- Born: 21 May 1972 (age 53) Beijing, People's Republic of China
- Criminal charge: inciting social disorder
- Criminal penalty: 2+1⁄2 years in prison
- Spouse: Li Xuemei
- Children: Zhao Pengrui; Zhao Sian;

= Zhao Lianhai =

Chinese dissident

Zhao Lianhai (赵连海) is a Chinese dissident and former food safety worker who became an activist for parents of children harmed during the 2008 Chinese milk scandal. In 2010 he was sentenced to 2 1/2 years imprisonment for 'disturbing social order'.

Zhao was born circa 1972. He used to work for the Food Quality and Safety Authority of China. His son, Pengrui, was born in late 2005 and became ill as a result of drinking tainted milk.

== Activism and website ==

Zhao became a leader in the movement of parents to get restitution and treatment for their children. He called for a national memorial day for the victims. He held a memorial ceremony in his home for parents of harmed children.

He started the "Home for Kidney Stone Babies" (结石宝宝之家, jieshibaobao.com) website from his apartment in Daxing, near Beijing. The website was blocked in China. The site was also shut down by the government so he moved hosting to Japan.

Parents of children harmed by melamine-tainted milk went to the website and could exchange information about how to sue.

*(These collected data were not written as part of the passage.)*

PR #507, opened 2025-04-11
BM-736: Targeted benchmark proving

### LINKED ISSUE #485: Targeted proving tasks to specific provers for measuring capacity without trust
During testnet there is a need for Boundless (the company) to be able to assess the proving capabilities of specific provers on the network. Since this may be tied to future rewards this must be done in a way that doesn't rely on trusting the prover to accurately report their metrics.

Ideally this should reuse as much of the existing Boundless protocol and broker as possible and require only a config change for provers who wish to participate.

A possible workflow would be as follows:

- Provers whitelist a particular key in their broker config which will be provided to them offchain by Boundless. The holder of the private key is able to get provers to perform these assessment tasks
- For tasks originating from this key:
- - All pricing, preflight and locking should be skipped, the prover should accept and process this task asap
- - It should not be used in a batch
- - It should be submitted on-chain making a public record of the time between the order being submitted and filled. 

One important point is that there should be a way to ensure that the order cannot be filled by any prover other than the one that is being assessed. Ideally this should be done without requiring protocol changes. A simple way to do this would be to modify the guest programs used for assessment to accept one extra hidden input - a hash preimage generated by Boundless and shared exclusively with the prover. The hash of this preimage would be committed to in the journal and the verification of this hashing would be one extra step in the program execution. 

This allows only provers in possession of the preimage to build a valid proof for a given journal and the value in the journal is how the specific prover is selected. This will require a slight change to how inputs are built in the broker but this can be on the codepath selected by the key whitelisting.

willemolding:
Closes #485


crates/broker/src/config.rs
```diff
@@ -405,6 +420,36 @@ impl ConfigWatcher {
...
+
+    pub fn deserialize<'de, D>(deserializer: D) -> Result<Option<Vec<u8>>, D::Error>
+    where
+        D: serde::Deserializer<'de>,
+    {
+        #[derive(Deserialize)]
+        struct Helper(#[serde(with = "hex_serde")] Vec<u8>);
+
+        let helper = Option::deserialize(deserializer)?;
+        Ok(helper.map(|Helper(v)| v))
```
austinabell, line 449: This may work for toml/json, just noting that this will not work for some serialization protocols. Probably won't ever matter in our case, but wondering why handling `Option` case implicitly. `serde_with` crate would remove the need for all of this.

austinabell (commented):
Skimming this, it's unclear to me if trying to target specific provers with orders, why we would not just selectively send orders to specific addresses? _Feels_ like it should be handled at the order stream server level? If you really want to skip preflight, you just have the prover add the benchmark program ID to `skip_preflight_ids`?

Also perhaps I'm misreading the impl, but this means for brokers that are not being benchmarked will try to process the order and fail because they don't have the secret prefix? This seems unideal.

nategraf:
Moved this to draft to indicate we do not intend to merge as is, after discussion on the approach here.

PR #539, opened 2025-04-18
PER-13: BM-795: Remove bento

rlukata:
Closes PER-13


justfile
```diff
@@ -46,8 +42,8 @@ test-cargo-example:
 # Run database tests
 test-cargo-db: 
     just test-db setup
-    DATABASE_URL={{DATABASE_URL}} sqlx migrate run --source ./bento/crates/taskdb/migrations/
-    cd bento && DATABASE_URL={{DATABASE_URL}} RISC0_DEV_MODE=1 cargo test -p taskdb
+    git clone https://github.com/risc0/risc0.git && cd risc0/bento
+    DATABASE_URL={{DATABASE_URL}} sqlx migrate run --source ./crates/taskdb/migrations/
```
nategraf, line 46: Since Bento is gone, we don't want to do these migrations. We do still need to setup a DB for testing the order-stream, otherwise we'd remove this entirely.

dockerfiles/agent.dockerfile
nategraf, line 1: Why keep this file here instead of moving it to `risc0` as well.

rlukata: i was thinking that it made sense to still be able to run bento from boundless but tbh i think it's better to just remove

austinabell:
https://github.com/boundless-xyz/boundless/pull/564 has some changes to addr above and update docs. Feel free to merge it in here if you want

dockerfiles/agent.dockerfile
austinabell: until docker images published we can use, this workaround (hack) seems not too bad. Perhaps we want to have this locked to a certain commit to avoid breakages though? Definitely a bit of a pain in the short term, but seems cleaner to clone the repo inside of this docker build rather than cloning and using the other dockerfile outside of it, especially since it's just kept around for the build image and not kept in final.

willpote (approved):

PR #540, opened 2025-04-21
BM-798: remove NVCC flag from docs/compose

austinabell:
Experimenting with different NVCC flag configuration for older GPU support.

Draft until details resolved and tested it resolves compatibility.


compose.yml
```diff
@@ -85,7 +85,7 @@ services:
       # NOTE: we build a single image for all agents so specify the GPU flags here
       # TODO: can we clean this up / make it more logical?
       args:
-        NVCC_APPEND_FLAGS: "--gpu-architecture=compute_86 --gpu-code=compute_86,sm_86 --generate-code arch=compute_86,code=sm_86"
+        NVCC_APPEND_FLAGS: ${NVCC_APPEND_FLAGS:-"--gpu-architecture=compute_86 --gpu-code=compute_86,sm_86 --generate-code arch=compute_86,code=sm_86"}
```
zeroecco, line 88: this is wild; I didn't know that you can pass overrides! very cool find! maybe we should update the whole file to use this instead of passing around an env file?

austinabell: ah, I see what you're saying. Assumed this was intentional the way it is, but I can experiment with that to see if it makes things easier. There are a lot of env vars and might be more footguns of accidentally changing variables. Can do that in a follow up PR

infra/prover/components/bentoBroker.ts
```diff
@@ -457,12 +457,7 @@ export HOME=/home/ubuntu
 chmod +x /local/boundless/scripts/setup.sh
 /local/boundless/scripts/setup.sh
 
-# Install nvcc. After reboot we will set the NVCC flags in the compose.yml using this.
-sudo apt install nvidia-cuda-toolkit -y
```
austinabell, line 461: I'm about 4/5 confidence this isn't needed, but can test manually if we want to be absolutely sure it's not

willpote (approved):

Issue #162, opened 2024-11-24
Broker does not handle multiple requests with the same ID


nategraf:
Request IDs are not unique, although in most case a client will only want to submit one request per ID. However, there are some use cases for submitting multiple requests with the same ID, in particular this allows creating a set a "order variants" with a mix of e.g. pricing options or requirements.

Currently, the broker is not setup to handle this, and uses the order ID with the assumption that it unique.

PR #542, opened 2025-04-22
BM-800: Fulfill after lock expire fixes. Change order table to support multiple fulfillment methods.

willpote:
This PR firstly fixes some issues with the initial implementation for fulfilling requests where the lock has expired. The first version had two functional issues:

1. It attempted to fulfill the requests immediately when the `RequestLocked` event was detected, rather than waiting until the lock had expired. This has been resolved by storing a "target_timestamp" value that represents when the lock expires, and only attempting to fulfill after that point, similar to our logic for locking requests.

2. It attempted to call the contract to fulfill lock-expired requests without pricing them. This is resolved by using `priceAndFulfillBatch` when our batch contains lock expired orders.

These issues were missed due to us not having an E2E test. I've now added an E2E test that covers the full workflow.

---

Secondly this PR makes some changes to the orders DB table aimed at reducing complexity, race conditions, and setting us up for future features like "fulfilling orders without locking" and "multiple requests with same id". 

The initial implementation monitored for `RequestLocked` events, and if detected, updated the order's OrderStatus back to Pricing, to indicate that we should reconsider the request for fulfilling after the lock expired. This introduced a couple of issues:

1. Race Conditions: for example, if we updated the status back to Pricing while the order was in the middle of proving, when the proving workflow completed the status would be overwritten to PendingAggregation, meaning the request is never re-priced.

2. Breaks the "assembly line" mental model, adding complexity. The proving node originally processed orders like an assembly line; market_monitor -> order_picker -> order_monitor -> proving -> aggregation -> submission. Allowing an orders status to be set to a previous status, breaks the simple pipeline model and complicates the state transition graph, making things harder to debug and increasing risks of bugs.

To address this, I have changed the orders table primary key to be of type `{request_id}-{request_hash}-{fulfillment_type}`. Where fulfillment type indicates whether we are intending to "Lock and Fulfill" the request, or "Wait until the lock expires and fulfill" or "Fulfill without locking the request". So now each request will result in multiple rows in the orders table, where each row represents a proof request +and+ a specific way to fulfill it, and each row goes through the assembly line independently. (Note request hash is included in the id to enable us to support multiple requests with the same id in the future.)

---

Thirdly, this PR moves capacity tracking from the order-picker into the order-monitor. Previously we would assign capacity during order-picking, which in many cases in significantly before the time that we actually need the capacity- as we must wait until the order is profitable enough to lock, or wait until the lock expires to attempt to fulfill for slashed stake. Now we only assign capacity when we hit the `target_timestamp` and are about to either lock or prove the order (depending on the fulfillment type)

---

A couple follow ups for the task will be:

Capacity limits for executor runs (this PR removes any limitations at that stage)
Executor/proving caching - this design results in operations like executor being repeated across each order row. We can cache the results
Adding a submitMerkleAndPriceAndFulfill method to the contract. Currently fulfilling both locked and unlocked orders in one transaction is not possible.


crates/broker/src/lib.rs
```diff
@@ -203,8 +213,25 @@ struct Order {
...
+// by waiting for an existing lock to expire then fulfilling for slashed stake, or by fulfilling
+// without locking at all.
+//
+// For a given request, each type of fulfillment results in a separate Order being created, with different
+// FulfillmentType values.
+//
+// Additionally, there may be multiple requests with the same request_id, but different ProofRequest
+// details. Those also result in separate Order objects being created.
+//
+// See the id() method for more details on how Orders are identified.
```
austinabell, line 228: nit: This likely should be on the `Order` struct and be rustdoc comments (`///`)

crates/broker/src/lib.rs
```diff
@@ -217,14 +244,34 @@ impl Order {
...
             client_sig,
             lock_price: None,
+            fulfillment_type,
             error_msg: None,
         }
     }
+
+    // An Order is identified by the request_id, the fulfillment type, and the hash of the proof request.
+    // This structure supports multiple different ProofRequests with the same request_id, and different
+    // fulfillment types.
```
austinabell, line 254:
```suggestion
    /// An Order is identified by the request_id, the fulfillment type, and the hash of the proof request.
    /// This structure supports multiple different ProofRequests with the same request_id, and different
    /// fulfillment types.
```

crates/broker/src/lib.rs
```diff
@@ -217,14 +244,34 @@ impl Order {
...
+    pub fn id(&self) -> String {
+        format!(
+            "0x{:x}-{}-{:?}",
+            self.request.id,
+            self.request.signing_hash(Address::ZERO, 1).unwrap(),
```
austinabell, line 259: why is this hash necessary?

crates/broker/src/aggregator.rs
```diff
@@ -159,21 +159,21 @@ impl AggregatorService {
         })
     }
 
-    async fn prove_assessor(&self, order_ids: &[U256]) -> Result<String> {
+    async fn prove_assessor(&self, order_ids: Vec<String>) -> Result<String> {
```
austinabell, line 162: this doesn't seem to need to clone the vec of orders? It just uses a ref to the items?
```suggestion
    async fn prove_assessor(&self, order_ids: &[String]) -> Result<String> {
```

austinabell (commented):
Partial review because still personally unclear the motivation and if this is a good long-term option. Primarily:

> 1. Race Conditions: for example, if we updated the status back to Pricing while the order was in the middle of proving, when the proving workflow completed the status would be overwritten to PendingAggregation, meaning the request is never re-priced.
> 2. Breaks the "assembly line" mental model, adding complexity. The proving node originally processed orders like an assembly line; market_monitor -> order_picker -> order_monitor -> proving -> aggregation -> submission. Allowing an orders status to be set to a previous status, breaks the simple pipeline model and complicates the state transition graph, making things harder to debug and increasing risks of bugs.
> 
> To address this, I have changed the orders table primary key to be of type `{request_id}-{request_hash}-{fulfillment_type}`. Where fulfillment type indicates whether we are intending to "Lock and Fulfill" the request, or "Wait until the lock expires and fulfill" or "Fulfill without locking the request". So now each request will result in multiple rows in the orders table, where each row represents a proof request +and+ a specific way to fulfill it, and each row goes through the assembly line independently. (Note request hash is included in the id to enable us to support multiple requests with the same id in the future.)

The pattern that the broker tries to fulfill two orders at the same time feels more like a bug than something to handle with more complexity. Wondering if this could be solved with a compare and swap pattern on updates rather than handling in parallel.

willpote:
> Partial review because still personally unclear the motivation and if this is a good long-term option. Primarily:
> 
> > 1. Race Conditions: for example, if we updated the status back to Pricing while the order was in the middle of proving, when the proving workflow completed the status would be overwritten to PendingAggregation, meaning the request is never re-priced.
> > 2. Breaks the "assembly line" mental model, adding complexity. The proving node originally processed orders like an assembly line; market_monitor -> order_picker -> order_monitor -> proving -> aggregation -> submission. Allowing an orders status to be set to a previous status, breaks the simple pipeline model and complicates the state transition graph, making things harder to debug and increasing risks of bugs.
> > 
> > To address this, I have changed the orders table primary key to be of type `{request_id}-{request_hash}-{fulfillment_type}`. Where fulfillment type indicates whether we are intending to "Lock and Fulfill" the request, or "Wait until the lock expires and fulfill" or "Fulfill without locking the request". So now each request will result in multiple rows in the orders table, where each row represents a proof request +and+ a specific way to fulfill it, and each row goes through the assembly line independently. (Note request hash is included in the id to enable us to support multiple requests with the same id in the future.)
> 
> The pattern that the broker tries to fulfill two orders at the same time feels more like a bug than something to handle with more complexity. Wondering if this could be solved with a compare and swap pattern on updates rather than handling in parallel.

Yeah I considered something like that, but I actually felt like this approach would lead to less complexity. With more of a compare/swap every DB operation need to run a check, we have some optional fields that are populated later in the flow that we'd have to make sure to clear to maintain data integrity, and I think its harder to debug if we're moving backwards and forwards through Order Statuses. 

Also note, the orders don't fully end up being handled in parallel. More that we end up cancelling (setting to Skip) the existing order, and kick off a new order where we try to fulfill after the lock expires.

crates/broker/src/lib.rs
willpote: This is for future support of multiple requests with the same ID https://github.com/boundless-xyz/boundless/issues/162

crates/broker/src/lib.rs
```diff
@@ -140,8 +140,10 @@ enum OrderStatus {
     New,
     /// Order is in the process of being priced
     Pricing,
-    /// Order is ready to lock at target_timestamp
-    Locking,
+    /// Order is ready to lock at target_timestamp and then be fulfilled
+    FulfillAfterLocking,
+    /// Order is ready to be fulfilled when its lock expires at target_timestamp
+    FulfillAfterLockExpire,
```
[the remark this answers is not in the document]
willpote: Yes, definitely a breaking change, but I agree I think its ok for testnet

crates/broker/src/market_monitor.rs
```diff
@@ -282,14 +317,24 @@ where
             .into_stream()
             .for_each(|log_res| async {
                 match log_res {
-                    Ok((event, _)) => {
+                    Ok((event, log)) => {
                         tracing::info!("Detected request fulfilled {:x}", event.requestId);
-                        if let Err(e) = db.set_order_complete(U256::from(event.requestId)).await {
-                            tracing::error!("Failed to update order status to Done: {e:?}");
+                        if let Err(e) = db
+                            .set_request_fulfilled(
```
nategraf, line 323: Do we need to distinguish here on whether or not the prover was paid? Two cases where this distinction may matter if when someone fulfills an order we already locked (i.e. they don't get paid, and we are still eligible for payment), and if the order is not locked and someone else fills it but doesn't get paid due to client not having enough funds (https://github.com/boundless-xyz/boundless/issues/545). The latter of the two edge cases may be niche enough to ignore.

nategraf (commented):
Left some comments. I like the idea of having a table for events like lock and fulfill that can allow us to determine the onchain state of an order by ID, separate from the order indexed by request digest. Not sure about whether this should be one table with state or two like it is now. I think both work though.

crates/broker/src/lib.rs
willpote: Thats right, it has been useful to have it in the id for debugging. 

Good callout on the chain and contract- I meant to come back to this actually but forgot!

And correct on fulfillment type. I think having it operate separately keeps things a lot cleaner and easier to debug, and reduces risks of various race conditions.

Regarding proof work in progress, I think we should add a caching layer in the prover to the executor runs and proof runs (I think this is something we should do regardless of this PR anyway for DDOS/spam protection)

crates/broker/src/lib.rs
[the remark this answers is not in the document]
willpote: > It unclear to me why these are two different states vs being a case where the the state of the order may skip Locking and go straight to PendingProving or Proving when we don't intend to lock it.

`PendingProving` schedules it to be proved immediately, but in this case we want to wait until the lock expires (to see if the locker actually fulfills it or not) before proving.

I agree with your concerns on the state machine, though I actually think as part of Broker RPC separation we should be moving towards a different architecture for the DB- I've always found designs where multiple services are updating the same DB to be error prone and hard to scale, and I've seen many people consider it a bit of an anti-pattern ([e.g.](https://martinfowler.com/bliki/IntegrationDatabase.html)). 

My take is we should move more to a design where each service owns its own data store, and we strive to make the rows in each immutable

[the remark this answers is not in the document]
willpote: For the names open to ideas. Maybe: `WaitingToLock` and `WaitingForLockExpire`? I think its useful to align the naming to indicate that these are both states where we are waiting until some point in the future

crates/broker/src/market_monitor.rs
willpote: That would be useful to store

I'm inclined to leave this to a follow up as 1/ Currently the last point at which we consider aborting a fulfillment is right before we lock it, so handling these cases would be new code. and 2/ Its actually quite tricky to get this info at the moment since the payment failed event doesn't include the request id

crates/broker/src/order_monitor.rs
```diff
@@ -211,42 +299,411 @@ where
...
+                let expiration = match order.fulfillment_type {
+                    FulfillmentType::LockAndFulfill => order.request.lock_expires_at(),
+                    FulfillmentType::FulfillAfterLockExpire => order.request.expires_at(),
+                    _ => panic!("Unsupported fulfillment type: {:?}", order.fulfillment_type),
+                };
+
+                tracing::debug!("Order {} estimated to take {} seconds, and would be completed at {}. It expires at {}", order.id(), proof_time_seconds, completion_time, expiration);
+
+                if completion_time > expiration {
+                    tracing::info!("Order {:x} cannot be completed before its expiration at {}, proof estimated to complete at {}. Skipping", order.request.id, expiration, completion_time);
```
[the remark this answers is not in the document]
willpote: Added it back

crates/broker/src/order_monitor.rs
```diff
@@ -211,42 +299,411 @@ where
...
+            commited_orders.sort_by_key(|order| order.proving_started_at);
+            let started_proving_at = if !commited_orders.is_empty() {
+                commited_orders[0].proving_started_at.unwrap()
+            } else {
+                now_timestamp()
+            };
+
+            let proof_time_seconds = total_commited_cycles.div_ceil(1_000).div_ceil(peak_prove_khz);
+            let mut prover_available_at = started_proving_at + proof_time_seconds;
+            tracing::debug!("Already committed to {} orders, with a total cycle count of {}, a peak khz limit of {}, started working on them at {}, we estimate the prover will be available at {}", num_commited_orders, total_commited_cycles, peak_prove_khz, started_proving_at, prover_available_at);
```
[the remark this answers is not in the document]
willpote: Added a condition to skip when 0 orders

crates/broker/src/order_monitor.rs
```diff
@@ -211,42 +299,411 @@ where
...
+                final_orders.push(order);
+            }
+        }
+
+        tracing::info!(
+            "After filtering invalid orders, found total of {} valid orders to proceed to locking and/or proving", 
+            final_orders.len()
+        );
+        tracing::debug!(
+            "Final orders ready for locking and/or proving after filtering: {final_orders:?}"
```
austinabell, line 466: sorry I mixed up logs from https://github.com/boundless-xyz/boundless/pull/542/files/574d87e616bbb2be90aacc27194db23cc7fdabfa#r2066818924 this was the one I meant to point to. Perhaps if info can be useful it's made as a trace log for our debugging purposes? Debug is on by default with our default broker setup right now

crates/broker/src/order_monitor.rs
```diff
@@ -211,42 +299,411 @@ where
...
+
+                final_orders.push(order);
+                prover_available_at = completion_time;
+            }
+        } else {
+            final_orders = orders_truncated;
+        }
+
+        tracing::info!(
+            "Started with {} orders ready to be locked and/or proven. After applying capacity limits of {} max concurrent proofs and {} peak khz, filtered to {} orders: {:?}",
```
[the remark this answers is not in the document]
austinabell: https://github.com/boundless-xyz/boundless/pull/542/files/574d87e616bbb2be90aacc27194db23cc7fdabfa#r2066906879 mixed up the logs, sorry

crates/broker/src/order_monitor.rs
willpote: Oh, so I implemented a custom debug for this that keeps it short: https://github.com/boundless-xyz/boundless/pull/542/files#diff-99ebc229b742243f5d295e008af90162c013ee6455ac3d0c49f3f86ef9c2295eR84-R95

I've found it quite useful to have on debug mode, but happy to move to trace if you feel strongly

PR #765, opened 2025-06-06
BM-1152: Support multiple proof deliveries for the same request. Support partial fulfillment after a request is fulfilled/slashed

willpote:
Since on fulfillment & slash we clear `requestDigest` from the lock, it is:
1/ not possible to deliver a proof more than once for a request that has been locked
2/ not possible to partially fulfill a batch where one of the requests in the batch has been slashed 

We want to support a single request having multiple proofs delivered, since different proofs may have different proof types and thus verification costs/tradeoffs. 

This is also a problem for partial fulfillment, as if someone fulfills before you try to fulfill you will currently revert, and if you try to fulfill after expiry + slash you will currently revert

### DIFF
--- a/crates/boundless-market/src/contracts/artifacts/RequestLock.sol
+++ b/crates/boundless-market/src/contracts/artifacts/RequestLock.sol
@@ -118,20 +118,4 @@ library RequestLockLibrary {
             sstore(num, 0)
         }
     }
-
-    function clearSlot2(RequestLock storage requestLock) private {
-        assembly {
-            let num := add(requestLock.slot, 2)
-            sstore(num, 0)
-        }
-    }
-
-    function clearSlot1And2(RequestLock storage requestLock) private {
-        assembly {
-            let num := add(requestLock.slot, 1)
-            sstore(num, 0)
-            num := add(num, 1)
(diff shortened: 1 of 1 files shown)


contracts/src/types/RequestLock.sol
```diff
@@ -112,6 +112,13 @@ library RequestLockLibrary {
...
     }
 
+    function clearSlot1(RequestLock storage requestLock) private {
+        assembly {
+            let num := add(requestLock.slot, 1)
+            sstore(num, 0)
+        }
+    }
+
     function clearSlot2(RequestLock storage requestLock) private {
```
nategraf: We can remove `clearSlot2` and `clearSlot1And2` since we now never clear slot 2.

contracts/snapshots/BoundlessMarketBasicTest.json
```diff
@@ -1,40 +1,40 @@
 {
   "ERC20 approve: required for depositStake": "45966",
-  "bytecode size implementation": "24048",
+  "bytecode size implementation": "24381",
```
nategraf, line 3: :panic_intensifies:

PR #767, opened 2025-06-06
Skip submit batch if all requests expired, log improvements, increase reaper grace period

willpote:
* If all the requests in the batch have expired we don't need to submit it on-chain. Mostly an optimization once partial fulfillment is redeployed, but saves time/gas.
* Log improvements to allow a single log query for a request id to track the request through the entire life cycle (including aggregation and submission) and see proof times
* Increases reaper grace period


crates/broker/src/submitter.rs
```diff
@@ -180,6 +182,31 @@ where
...
+            .get_orders(&order_ids)
+            .await.context("Failed to get orders")?;
+        let expired_orders = orders
+            .iter()
+            .filter(|order| -> bool {
+                match order.fulfillment_type {
+                    FulfillmentType::LockAndFulfill => order.request.lock_expires_at() < now,
+                    FulfillmentType::FulfillAfterLockExpire => order.request.expires_at() < now,
+                    FulfillmentType::FulfillWithoutLocking => order.request.expires_at() < now,
+                }
```
austinabell: the `expire_timestamp` field on the order has this logic, but fine to do either way (handling expiry in multiple ways we can clean up later)

crates/broker/src/order_monitor.rs
```diff
@@ -490,18 +481,8 @@ where
...
-                    "{} [Lock expires at: {} ({} seconds from now), Expires at: {} ({} seconds from now)]",
-                    order.id(),
-                    order.request.lock_expires_at(),
-                    order.request.lock_expires_at().saturating_sub(now_timestamp()),
-                    order.request.expires_at(),
-                    order.request.expires_at().saturating_sub(now_timestamp())
-                ))
-                .collect::<Vec<_>>()
+            "Orders ready for proving, prioritized. Before applying capacity limits: {}",
+            orders.iter().map(|order| format!("{order}")).collect::<Vec<_>>().join(", ")
```
austinabell:
```suggestion
            orders.iter().map(ToString::to_string).collect::<Vec<_>>().join(", ")
```

Optional: could do something like this I think

austinabell (approved):

crates/broker/src/submitter.rs
willpote: Updated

Zhao also pushed for increased research into the number of kidney stone babies.

The site published a leaked document from the Henan Department of Health, which had allegedly ordered workers to underreport kidney stone cases.

The website also posted claims that autopsies of children were being denied.

In 2009, Zhao posted a petition arguing against accepting the government's compensation plan as inadequate (especially considering the long-term unknowns), and not created in consultation with parents. The petition was signed by several hundred parents.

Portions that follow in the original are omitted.